The term of this Agreement shall begin on the Effective Date and shall continue for an initial period of three (3) years from the Effective Date (the “Initial Term”). Thereafter, this Agreement shall be automatically renewed indefinitely for additional five (5) year periods (“Renewals”), unless either party gives the other party notice of non-renewal at least sixty (60) days prior to the end of the then-current term. It is agreed and understood that, in the event this Agreement is not renewed as provided above, neither party shall be liable to the other for damages, compensation, loss of prospective profits, or reimbursement of expenses incurred in anticipation of renewal.
Neither party may assign this Agreement without the prior written consent of the other party, which consent shall not be unreasonably withheld.
8.0 Binding Effect:
This Agreement shall be binding upon and shall inure to the benefit of the parties, their successors and permitted assigns.

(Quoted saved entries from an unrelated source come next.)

PR #228, opened 2025-10-07
MLE-24529 - Force newer jetty and netty libraries to avoid CVEs

BillFarber:
org.eclipse.jetty:jetty-http:12.1.1
io.netty:netty-all:4.2.6.Final

### DIFF
--- a/build.gradle
+++ b/build.gradle
@@ -54,6 +54,25 @@ configurations {
       // Force v3.19 of commons-lang3 to avoid CVE-2025-48924 (https://www.cve.org/CVERecord?id=CVE-2025-48924), which
       // is caused by the use of avro-compiler v1.12.0 with older dependencies including commons-lang3 v3.12.0.
       force 'org.apache.commons:commons-lang3:3.19.0'
+
+      resolutionStrategy.eachDependency { DependencyResolveDetails details ->
+        // Force v12.1.1 of jetty-http to avoid CVE-2025-5115
+        // (https://nvd.nist.gov/vuln/detail/CVE-2025-5115), which is a transitive
+        // dependency of Kafka connect-runtime:4.1.0
+        // Need to ensure this inclusdes all jetty modules, such as "org.eclipse.jetty.ee10"
+        if (details.requested.group.startsWith("org.eclipse.jetty") && details.requested.version.startsWith("12")) {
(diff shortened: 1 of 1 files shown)


build.gradle
```diff
@@ -54,6 +54,16 @@ configurations {
       // Force v3.19 of commons-lang3 to avoid CVE-2025-48924 (https://www.cve.org/CVERecord?id=CVE-2025-48924), which
       // is caused by the use of avro-compiler v1.12.0 with older dependencies including commons-lang3 v3.12.0.
       force 'org.apache.commons:commons-lang3:3.19.0'
+
+      // Force v12.1.1 of jetty-http to avoid CVE-2025-5115
+      // (https://nvd.nist.gov/vuln/detail/CVE-2025-5115), which is a transitive
+      // dependency of Kafka connect-runtime:4.1.0
+      force "org.eclipse.jetty:jetty-http:12.1.1"
```
rjrudin, line 61: This is risky because it forces one library to 12.1.1 but doesn't affect other jetty libraries - e.g.

```
+--- org.eclipse.jetty:jetty-server:12.0.22
|    |    +--- org.eclipse.jetty:jetty-http:12.0.22 -> 12.1.1
```

The better approach to make all Jetty stuff use 12.1.1 is this, which I copied from the Flux Gradle file:

```
  configurations.all {
    resolutionStrategy.eachDependency { DependencyResolveDetails details ->
      // Defining this rule for io.netty here so that it affects both flux-cli and flux-embedding-model-azure-open-ai.
      if (details.requested.group.equals("io.netty") and details.requested.version.startsWith("4.1.")) {
        details.useVersion "4.1.127.Final"
        details.because "Bumping from 4.1.122 (what Spark SQL 4.1.0-preview1 depends on) to 4.1.127 to eliminate CVEs."
      }
    }
  }
```

You can say "if group is org.eclipse.jetty and version starts with 12", then we want to use 12.1.1. That will bump all Jetty dependencies. You could possibly do just "if group is org.eclipse.jetty", but I think it's best to include a small check on the version number to make sure you're not modifying anything you don't want to. 

For netty - it looks like just forcing netty-all does the trick. Though I still like the above approach if only because you can use the `because` to document what's going on instead of a comment.

rjrudin (changes requested):

PR #474, opened 2018-03-19
removing unnecessary JUnit Runners

balopat:


balopat:
@artembilan would you mind reapproving? I repushed the branch because I reverted an extra explicit `Mockito.spy` that accidentally got in the first time.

If the application of any provision of this Agreement shall be held to be invalid or unenforceable by any court of competent jurisdiction, then such provision shall be reformed so that it accomplishes the intention of the parties to the maximum extent permitted, and the validity and enforceability of other provisions of this Agreement shall not in any way be affected or impaired thereby.
10.0 Governing Law:
Except for that body of law governing choice of law, this Agreement shall be governed by, and construed in accordance with, the internal laws of the State of Illinois.
It is contemplated that this Agreement will be executed through the world. Venue for all disputes; however, shall be had in following County and State:
Except as otherwise specifically provided in this Agreement, this Agreement may be modified or amended only by an instrument in writing, signed by an authorized officer or representative of each party.

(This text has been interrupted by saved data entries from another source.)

PR #475, opened 2018-03-19
removed unnecessary column name map

ChengyuanZhao:
removed unnecessary column name map

### DIFF
--- a/spring-cloud-gcp-data-spanner/src/main/java/org/springframework/cloud/gcp/data/spanner/core/mapping/SpannerPersistentEntity.java
+++ b/spring-cloud-gcp-data-spanner/src/main/java/org/springframework/cloud/gcp/data/spanner/core/mapping/SpannerPersistentEntity.java
@@ -35,13 +35,6 @@ public interface SpannerPersistentEntity<T>
 	String tableName();
 
 	/**
-	 * Gets the property corresponding to the given column name.
-	 * @param columnName the name of the column corresponding to a stored property.
-	 * @return the property.
-	 */
-	SpannerPersistentProperty getPersistentPropertyByColumnName(String columnName);
-
-	/**
 	 * Gets the column names stored for this entity.
 	 * @return the column names.
 	 */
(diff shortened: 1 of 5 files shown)


spring-cloud-gcp-data-spanner/src/main/java/org/springframework/cloud/gcp/data/spanner/core/mapping/SpannerPersistentEntity.java
```diff
@@ -34,13 +34,6 @@
 	 */
 	String tableName();
 
-	/**
-	 * Gets the property corresponding to the given column name.
-	 * @param columnName the name of the column corresponding to a stored property.
-	 * @return the property.
-	 */
-	SpannerPersistentProperty getPersistentPropertyByColumnName(String columnName);
-
```
balopat: yay!

spring-cloud-gcp-data-spanner/src/test/java/org/springframework/cloud/gcp/data/spanner/core/SpannerObjectMapperImplTests.java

Any notice, request, demand, or other communication required or permitted under this Agreement shall be deemed to be given (a) upon personal delivery to the addressee, or (b) three days after being deposited in the mail, postage prepaid, and sent registered or certified mail to a party at its address indicated on the signature page of this Agreement, or such other address of which a party shall notify the other, or (c) upon transmission by fax to the numbers indicated on the signature page, with confirmation of transmission, if sent during normal business hours, and if transmitted during other hours, on the next business day.
14.0 Section Headings:
The article and section headings of this Agreement are solely for convenience and shall not be considered in its interpretation.
15.1 Resolution of Disputes
All disputes or differences which may arise out of or in connection with this Agreement are to be settled by negotiations and/or mediation by a neutral third party prior to other recourse.
If the foregoing is unsuccessful, any dispute arising out of or in connection with the Agreement, including any question regarding its existence, validity or termination, may be referred to final resolution by arbitration under the American Arbitration Association rules.
15.2 Attorney’s Fees
In the event any dispute arises and claims are made between the Parties, the successful or prevailing party shall be entitled to recovery attorney’s fees and costs from the non-prevailing party.
A waiver by either party of any term or condition of this Agreement, in any one instance, shall not be deemed or construed to be a waiver of any other term or condition or any subsequent breach thereof. All waivers must be in a signed writing.
17.0 Entire Agreement:
This instrument contains the entire integrated agreement between the parties with respect to its subject matter, and supersedes all prior negotiations, representations or agreements, whether written or oral.